Вновь и вновь овладевали мной размышления относительно того, какое впечатление произведёт картина на зрителей. Было очевидно, что подлинное величие космического ужаса, окажется непостижимо для большинства, однако даже человек, наделённый самым примитивным разумом, способен бессознательно воспринять незримые пульсации, возникающие тогда, когда творчество находит соприкосновение с глубинными основами мироздания. Поистине, для того, чтобы иметь смелость предсказывать силу эмоционального воздействия какого-либо феномена (не столь важно, создан он человеческими руками или является творением природы) на созерцателя, мы ещё слишком мало осведомлены о механизмах, составляющих сущность нашей души.

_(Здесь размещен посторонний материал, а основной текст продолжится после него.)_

PR #1314, opened 2023-03-26
Maintenance: Use C++ stdlib headers

kinkie:
In C++ files, use C++ standard library headers instead of their
(guarded) C equivalents (e.g., use `<cstdlib>` instead of `<stdlib.h>`).


src/acl/external/session/ext_session_acl.cc
```diff
@@ -46,9 +46,7 @@
 #if HAVE_TDB_H
 #include <tdb.h>
 #endif
-#if HAVE_UNISTD_H
-#include <unistd.h>
-#endif
+#include <cunistd>
```
yadij, line 49: These converted headers should be moved up top with the other c++11 headers.
Or maybe better a followup to make `sort-includes.pl` to enforce the squid guidelines header listing better.

scripts/c-to-cpp-includes.pl
```diff
@@ -0,0 +1,48 @@
+#!/usr/bin/perl
```
yadij, line 1: Please re-work this as a script in `scripts/maintenance/` to be run by the maintenance automation.
Taking the name+path of the file being processed as `$1` (to detect which ones to skip), its content on `stdin` and send corrected (or not) output to `stdout`.

yadij (changes requested):

scripts/c-to-cpp-includes.pl
```diff
@@ -0,0 +1,48 @@
...
+math
+signal
+stdarg
+stddef
+stdint
+stdio
+stdlib
+string
+time
+unistd
```
yadij, line 24: There is no such header as `cunistd`
```suggestion
```

scripts/c-to-cpp-includes.pl
```diff
@@ -0,0 +1,48 @@
...
+    @files=`git grep -lF $headerguard -- *.cc *.h *.cci| grep -v -e ^compat`;
+    chomp(@files);
+    foreach $file (@files) { 
+        print "file: $file\n";
+        $pre="";
+        open(FILE,"<", $file);
+        read(FILE, $pre ,1000000) || die("read error on file $file: $!");
+        close(FILE) || die("close error on file $file: $!");
+        $post = $pre;
+        $post =~ s/#if(def)? $headerguard\n#include <$header.h>(.*)\n#endif/#include <c$header>$2/m;
```
rousskov, line 39: It will probably take us a while to agree what this script should do and then adjust it to do it well. I suggest dropping this script from the PR and just merging the (polished) changes.

If we want to flag policy violations (after applying these changes), we can add a (much simpler!) check that will _detect_ them. It would be easy for the developer to fix an occasional violation manually. Those occasional simple fixes are not worth the automation overheads in this case IMO (beyond using a script for creation of the initial set of changes, of course).

rousskov (changes requested):
I support the proposed transition to C++ headers that are guaranteed to exist by language standard. Thank you for doing the necessary legwork to make that happen.

scripts/c-to-cpp-includes.pl
rousskov, line 24: I found a few more entries to add to the list: fenv, float, locale, setjmp, uchar, wchar, and wctype. Please note that it does not matter whether some particular Squid code snapshot actually uses them (all but one of these newly found ones are unused in recent master/v7 code): This script should "consider" _all_ possible C library header wrappers (that were not deprecated in C++20, as detailed below), so that we do not worry about script application timing.

AFAICT, those deprecated C library header wrappers correspond to the following tokens: stdbool, complex, tgmath, iso646, and stdalign. The script should _not_ replace the corresponding C headers with deprecated C++ headers IMO.

Disclaimer: I did not check whether some of these headers need special treatment that would preclude their automatic handling. I hope there are none, but if there are, then I would list them in a nearby script comment for completeness/clarity sake.

src/acl/external/session/ext_session_acl.cc
rousskov: > These converted headers should be moved up top with the other c++11 headers.
>  Or maybe better a followup to make sort-includes.pl to enforce the squid guidelines header listing better.

FWIW, I strongly recommend the second alternative -- it would make both changes a lot easier to review correctly, both during scripts development and during official review.

scripts/c-to-cpp-includes.pl
kinkie: Thanks for the additional digging. I agree with you, adding the extra
files to consider and mentioning the ones we won't in a comment

scripts/c-to-cpp-includes.pl
kinkie: That is actually the reason why I put it in scripts/ rather than in maintenance/; I expect this to be a one-off and that regular code reviews will prevent creep, while preserving the work done to write the automation

scripts/c-to-cpp-includes.pl
kinkie: Removed. I'll have to undo and redo the changes in the codebase

scripts/c-to-cpp-includes.pl
kinkie: See other comment about expecting this to be a one-shot. Especially if any discussion is going to happen about the script itself.

scripts/c-to-cpp-includes.pl
rousskov: > I expect this to be a one-off 

Please do not add one-off scripts to official repositories, especially one-off scripts that we would, in that case, need to spend time on (to agree on  the specifics and to polish). Official repositories are for scripts we intend to be reused quite a bit. This is not the only admission criteria, of course, but it is a critical one.

kinkie: > > I expect this to be a one-off
> 
> Please do not add one-off scripts to official repositories, especially one-off scripts that we would, in that case, need to spend time on (to agree on the specifics and to polish). Official repositories are for scripts we intend to be reused quite a bit. This is not the only admission criteria, of course, but it is a critical one.

I disagree on the philosophy, but the point is moot because the output of the script is the relevant part here so I will not discuss it

kinkie:
The script itself will be removed before merging, as discussed

scripts/c-to-cpp-includes.pl
yadij: IMO this should not be a one-off. Maintaining these changes is extra work for reviewers. Which makes no sense when we already have this script that can lift the workload "good enough".

rousskov:
I adjusted PR title/description to use a more standard terminology/capitalization, to avoid unusual escape sequences, and to remove [obsolete](https://github.com/squid-cache/squid/pull/1314#issuecomment-1510723343) text.

kinkie:
> AFAICT, the following legacy headers were left behind in C++ files

Thanks for noticing. These should be covered and I've double checked. Hopefully nothing was left behind

rousskov:
I found three more cases:

* compat/shm.h: I think we should assume this will remain a C++ only file (and include cerrno unconditionally) because it is backed by a C++ source file and, when compiled with a C++ compiler, it defines a function with C++ linkage (shm_portable_segment_name_is_path()). This is the only case I (barely) insist on. It shows what should happen with all the other wrappers as we get rid of legacy C code.
* compat/cpu.h: We should either assume this will remain a C++-only file and include `cerrno` unconditionally OR use the `#if defined(__cplusplus)` trick from `compat/compat_shared.h` to handle `errno.h`. My weak recommendation is the former (because we should eventually get rid of all C files and because it is less work/complexity/ink).
* compat/xis.h: Use the `#if defined(__cplusplus)` trick from `compat/compat_shared.h` to handle `ctype.h`. This file already has the necessary `#if` nearby, so let's use it.

FWIW, I am done looking through sources and do not anticipate new change requests.

kinkie:
> * compat/shm.h: I think we should assume this will remain a C++-only file

Sure, I can do that.
Unlike compat/compat_shared.h however I'm considering adding an explicit  #error clause making the requirement explicit, to clarify intent versus an effectively empty header file

rousskov:
> > * compat/shm.h: I think we should assume this will remain a C++-only file
 
> I'm considering adding an explicit #error clause making the requirement explicit, to clarify intent versus an effectively empty header file

I am not excited about marking our headers as "C++ only":

1. These special markings would have to go into an increasing number of header files. That is the opposite of what we want for special markings (in general). It will also increase tension during review when folks forget to add them (or disagree whether they should be added).
2. When the last C source file is gone, all those markings would have to be removed because they are no longer needed. That is extra work/noise/etc.

In this case, I would rather mark nothing and rely on the compiler to tell me when things went wrong:

> versus an effectively empty header file

* If that "empty" result _compiles_, it is not a big deal -- somebody probably included a C++ header into a C program, but that C program did not need that header file. :yawning_face:

* If that result triggers a compiler error, the developer will be forced to fix the problem they have created before it affects others. Yes, it is possible to come up with exceptional cases where that failure will be delayed, forcing _another_ developer to deal with it, but I would rather risk that than add/remove special markings to/from all C++-only header files in `compat/` (or equivalent).

However, if you insist, I would not object to adding these special markings, as long as they are added _consistently_, following an agreed-in-advance rule for adding them.

compat/xis.h
```diff
@@ -9,11 +9,9 @@
 #ifndef _SQUID_COMPAT_XIS_H
 #define _SQUID_COMPAT_XIS_H
 
-#if HAVE_CTYPE_H
-#include <ctype.h>
-#endif
-
 #if __cplusplus
```
rousskov, line 12: The lines removed above should be _moved_ to the `#else` clause below, right?

kinkie:
On Tue, Apr 18, 2023 at 10:02 PM Alex Rousskov ***@***.***>
wrote:

>
>    - compat/shm.h: I think we should assume this will remain a C++-only
>    file
>
> I'm considering adding an explicit #error clause making the requirement
> explicit, to clarify intent versus an effectively empty header file
>
> I am not excited about marking our headers as "C++ only":
>
>    1. These special markings would have to go into an increasing number
>    of header files. That is the opposite of what we want for special markings
>    (in general). It will also increase tension during review when folks forget
>    to add them (or disagree whether they should be added).
>    2. When the last C source file is gone, all those markings would have
>    to be removed because they are no longer needed. That is extra
>    work/noise/etc.
>
> In this case, I would rather mark nothing and rely on the compiler to tell
> me when things went wrong:
>
> versus an effectively empty header file
>
>
>    -
>
>    If that "empty" result *compiles*, it is not a big deal -- somebody
>    probably included a C++ header into a C program, but that C program did not
>    need that header file. 🥱
>
> There is a problem with this: compat/ headers are often included from each
other (I didn't specify these ones explicitly, but if they aren't, there is
no harm done).


>
>    -
>
>    If that result triggers a compiler error, the developer will be forced
>    to fix the problem they have created before it affects others. Yes, it is
>    possible to come up with exceptional cases where that failure will be
>    delayed, forcing *another* developer to deal with it, but I would
>    rather risk that than add/remove special markings to/from all C++-only
>    header files in compat/ (or equivalent).
>
>
I'm following the philosophy of "fail early, fail spectacularly"

> However, if you insist, I would not object to adding these special
> markings, as long as they are added *consistently*, following an
> agreed-in-advance rule for adding them.
>

It's a corner case; I wouldn't add yet another rule on this. I'd rather the
rule be "if it's in compat/, let's use C headers until we have C files".

-- 
    Francesco

compat/cpu.h
```diff
@@ -9,9 +9,12 @@
 #ifndef SQUID_COMPAT_CPU_H
 #define SQUID_COMPAT_CPU_H
 
-#if HAVE_ERRNO_H
-#include <errno.h> /* for ENOTSUP */
+#ifndef __cplusplus
+#error "This header is only meant to be used from c++ source files"
 #endif
+
+#include <cerrno>
```
rousskov, line 16: Can you give me an example where the `#error` would affect the compilation outcome? I would expect the C compiler to fail on `#include <cerrno>`. If it fails, then I do not think we should bother with  such `#error` clauses. There is just not enough gain from them in that case...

В любом случае, я не имел ни малейшего представления о планах Гастона, относительно моей работы: осмелится ли он выставить полотно на всеобщее обозрение, или оно навсегда останется достоянием ограниченного круга приближенных к Лефевру культистов? Я всё больше задумывался над условием, поставленным заказчиком в первый день нашего знакомства. Прежде я полагал, что выполнение этого пункта соглашения не составит какого-либо неудобства – в самом деле, следует ли испытывать беспокойство от того, что в углу холста не стоит автографа, удостоверяющего моё авторство; само собой, мысль о том, что Лефевр может присвоить себе данную работу, была смехотворна – тем не менее, теперь я полагал прихоть патрона высочайшей несправедливостью.
Я никогда не был чрезмерно честолюбив или жаден до похвал, но в этом случае всё моё естество восставало против сложившейся ситуации, когда я, создав величайшее творение своей жизни, при удачном стечении обстоятельств могу рассчитывать лишь на то, что в памяти людской останусь посредственным художником, снискавшим признание жалкой горстки манерных декадентов. У меня не было наивных надежд на возможность повторения своего успеха – подобные работы появляются не чаще, чем раз в столетие – Город был верхом того, что мне предстояло достичь в этой жизни. Мрачная ирония заключена в моём нынешнем положении: я проклинаю свой дар, я бы почёл за благословение небес оказаться тогда слепцом, в порыве беспочвенной гордыни принявшим за шедевр обыкновенную, ни чем не примечательную картину. Увы, ныне у меня не осталось сомнений в верности оценки этого адского опуса… и я заплатил за знание слишком высокую цену!